Poiché non vi sono emozioni senza una ragione, quelle negative, come l’antipatia o l’insofferenza, hanno sempre come ragione l’intenzione di proteggerci, di allontanarci da esperienze disagevoli o dolorose. Sicché, come suggerisce Jung, ci si potrebbe chiedere cosa potremmo capire di noi stessi quando il nostro cuore ha un moto di avversione verso chi ci pare arrogante, anche quando non compie un sopruso, ma è prodotto dal suo modo di parlare e di esporre le proprie idee, oppure perché è palese il suo disinteresse per le opinioni degli altri.
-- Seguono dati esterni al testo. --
PR #44, opened 2020-05-05
Provide a statusline indicator

vigoux:
It will show the current branch at the cursor going the tree as such.
root->node->subnode->leaf

If an argument is provided to `statusline`, then the tree will be
truncated as follows :
..->subnode->subnode

Also fixes an issue with `expression_at_point`.

### DIFF
--- a/doc/nvim-treesitter.txt
+++ b/doc/nvim-treesitter.txt
@@ -97,5 +97,16 @@ A list of languages can be found at |:TSInstallInfo|
 
 List modules state for the current session.
 
- vim:tw=78:ts=8:noet:ft=help:norl:
+==============================================================================
+FUNCTIONS~
+						   *nvim-treesitter-functions*
 
+|nvim_treesitter#statusline(size)|
+						*nvim_treesitter#statusline()*
+
+Returns a string describing the current position in the syntax tree. This
+could be used as a statusline indicator.
+Note: The `size` argument is optionnal. When specified, the string will not be
+      longer than `size`.
+
+ vim:tw=78:ts=8:noet:ft=help:norl:
--- a/lua/nvim-treesitter/parsers.lua
+++ b/lua/nvim-treesitter/parsers.lua
@@ -5,11 +5,12 @@ local M = {}
 
 function M.has_parser(lang)
   local lang = lang or api.nvim_buf_get_option(0, 'filetype')
+  if not lang or #lang == 0 then return false end
   return #api.nvim_get_runtime_file('parser/' .. lang .. '.*', false) > 0
 end
 
 function M.get_parser(bufnr, lang)
-  if M.has_parser() then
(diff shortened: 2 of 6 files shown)


kyazdani42:
should we make a vim function binding so plugins like lightline or airline can use that also or should we leave it as is ?

vigoux:
Yes you are right, should be added in last push.

lua/nvim-treesitter/parsers.lua
```diff
@@ -5,11 +5,12 @@ local M = {}
 
 function M.has_parser(lang)
   local lang = lang or api.nvim_buf_get_option(0, 'filetype')
+  if not lang or #lang == 0 then return false end
```
kyazdani42, line 8: why checking for the string length ?

vigoux: When opening a new buffer with `:enew` it is created with no filetype. Calling `:lua print(vim.api.nvim_buf_get_option(0, "ft")) ` on it will return an empty string instead of `nil`. Then, creating the parsers will cause error. I really think that this case should be handled upstream though, we may want to open a PR for this in the future.

kyazdani42: i dont see why it would create an error, an empty string should behave as any random string, but if you encountered some issue then i think we should leave it as is.

vigoux: It had created errors actually. Errors while loading the shared library within treesitter. I might look a bit into this soon.

kyazdani42: i think the `has_parser` function is not working properly because it doesn't look for the `.so` extension but it looks for `.*` so obviously it fails

kyazdani42: i'm gonna fix this on the current refactoring i'm working on, should be more stable and the api will be available to external plugins too.

doc/nvim-treesitter.txt
```diff
@@ -97,5 +97,16 @@ A list of languages can be found at |:TSInstallInfo|
 
 List modules state for the current session.
 
- vim:tw=78:ts=8:noet:ft=help:norl:
+==============================================================================
+FUNCTIONS~
+						   *nvim-treesitter-functions*
+
+|require'nvim-treesitter'.statusline(size)|
```
kyazdani42, line 104: didn't you provide a vim function ?

vigoux: Oh yeah you are right, completely forgot about it...

kristijanhusak:
Any chance to improve this to return names for some parts of the structure? 
For example, instead of this:
```
program->class_declaration->declaration_list->method_declaration
```

to have this:
```
program->MyClass->declaration_list->MyMethod
```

Perché anche l’arroganza innocua, non riprovevole eticamente, suscita un fastidio epidermico, attivando il sistema emotivo inconscio e automatizzato che se ne allontana con il disprezzo o il biasimo?
Può essere che nella cifra distintiva dell’arrogante sia presente qualcosa che la nostra psiche vive come minaccioso, come disagevole, da provocare un’emozione difensiva, come il fastidio o il rifiuto.
Quale, perciò, la peculiarità dell’arroganza, che muove reazioni emotive inconsciamente difensive? In misura maggiore o minore ricorre nel modo arrogante un peculiare atteggiamento verso gli altri, una postura emotiva, quella dell’impermeabilità, dell’indifferenza all’opinione delle persone. Lo stile dell’arroganza è di occupare lo spazio relazionale, di impossessarsi dell’attenzione degli altri, di esprimere le proprie idee, senza mostrare di aver bisogno di consenso, di approvazione. Di non curarsi dell’irritazione che potrebbe produrre.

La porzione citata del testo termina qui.